Let me set the scene first. Nowadays, many journals offer open access options, most upon payment of an APC (article processing charge). One can sometimes get a grant for this fee from institutional libraries. Mine for example has a policy that to apply for an APC, one has to deposit a “final author version” (FAV) of a manuscript in our local institutional repository (Spiral). Thus the final outcome is two versions of open access articles, one the FAV and then a version-of-record (VOR) held by the publisher. ChemRxiv can now add a third version to the process, since the expectation is that after some life as a pre-print, the manuscript can then be submitted to a peer-reviewed journal. Because the pre-print is allocated a persistent identifier (a DOI), the expectation is that the pre-print will indeed be persistent, with no expiration. Three versions of any given article are therefore now likely to be around, in effect permanently (or what goes for permanence nowadays). Importantly, there is no clear protocol for indicating how these three versions might differ, if they do. Even the FAV and the VOR may contain differences such as errors found in galley-proofing which will appear in the VOR but may not be propagated to the FAV. The congruence between the pre-print and any VOR is even less obvious.
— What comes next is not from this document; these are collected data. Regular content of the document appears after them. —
Issue #338, opened 2017-09-25
Split theme out into separate package


astrofrog:
At the coordination meeting in NY there were no objections to splitting the sphinx theme out into a separate package. I think that for consistency with other plugin names like ``sphinx-gallery``, ``sphinx-automodapi``, and theme package names like ``sphinx-rtd-theme`` this package should be called ``sphinx-astropy-theme``. We also discussed that the cleanest way to get people to install all the plugins required would be to make a ``sphinx-astropy`` metapackage.

I've stated a repo here for the theme:

https://github.com/astropy/sphinx-astropy-theme

Does anyone volunteer to take a stab at this?

Cadair:
https://github.com/Cadair/astropy-sphinx-theme

Cadair:
I did it a long time ago...

astrofrog:
Great! Could you open a PR to the new repo to add the latest files? (since things might have changed a little since then)

saimn:
Could be worth doing a proper extraction from git to keep the history ? It's not hard to do, and always good to know when and by who things were done.

astrofrog:
@saimn @Cadair - I redid this preserving all commits and including some of @Cadair's new commits: https://github.com/astropy/sphinx-astropy-theme - does this seem ok to you? The filtering process only kept one non-trivial merge commit, but I don't think we need to actually keep the other merge commits?

Cadair:
Lgtm!

saimn:
Sounds great !

PR #367, opened 2018-01-19
Remove Sphinx Astropy theme

astrofrog:
As discussed in https://github.com/astropy/astropy-helpers/issues/338, I've moved the Astropy theme out into a standalone repository:

https://github.com/astropy/sphinx-astropy-theme

Now if people try and build the docs and the theme is not installed, they will see the following error:

screen shot 2018-01-19 at 18 11 12

Note however the message in blue which is not a warning (and will therefore not trigger issues for people trying to build without warnings) but which should be prominent enough to catch their attention.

All this came to a head as a result of the pre-print I noted in my previous two posts.[1] Unlike the topic of an earlier post of mine, where the VOR article[2] (not a preprint) allows readers to comment (see e.g. https://www.nature.com/articles/s41586-019-1059-9#article-comments) I have not been able to identify a mechanism to post any comment about pre-prints. After all, that did seem to me to be a primary reason for exposing a pre-print, which is to invite insights from the community, perchance to improve the science or make suggestions related to it. What I have spotted however was an altmetric index. Hover over that and you get social media metrics. For this pre-print[1], these put it in the top 5% of all outputs, so it is clearly attracting much interest. This interest includes (currently) 1955 views, 539 downloads and commentary via two blog posts (www.altmetric.com/details/59250193/blogs) and 40 tweets (www.altmetric.com/details/59250193/twitter). You would have to work quite hard to visit all the blog posts and read all the tweets to assess overall how the community was responding to any specific pre-print.
So what is the purpose of posting (or should I use the term publishing?) a ChemRxiv pre-print? Is it primarily to gather commentary via social media such as blog and Twitter posts and to use this to improve the final VOR based on such feedback? A colleague I discussed this with suggested that in some very competitive areas of science/chemistry, it might also serve to acquire a date-stamp for the research (part of the metadata associated with a DOI) and hence to claim priority, a stamp which would thus pre-date that obtained from VOR publication by a few months. This might be perceived as making all the difference in a competitive area in terms of gathering evidence of esteem, inclusion in grant proposals etc, especially for early career researchers. There may be other reasons which I have not thought of and comments here for these are most welcome.
I will end with noting the following project: en.wikiversity.org/wiki/WikiJournal_of_Science,[3] being part of the WikiVersity. Here, the APC is dispensed with (no publication costs, at least to the authors), a DOI is again allocated and each article is subjected to both public peer review (en.wikiversity.org/wiki/WikiJournal_of_Science/Peer_reviewers) and can also carry post-publication review comments and even direct edits in the manner of Wikipedia. The other infra-structures of the Wiki ecosystem are available, including access to WikiData, which is high quality reference data.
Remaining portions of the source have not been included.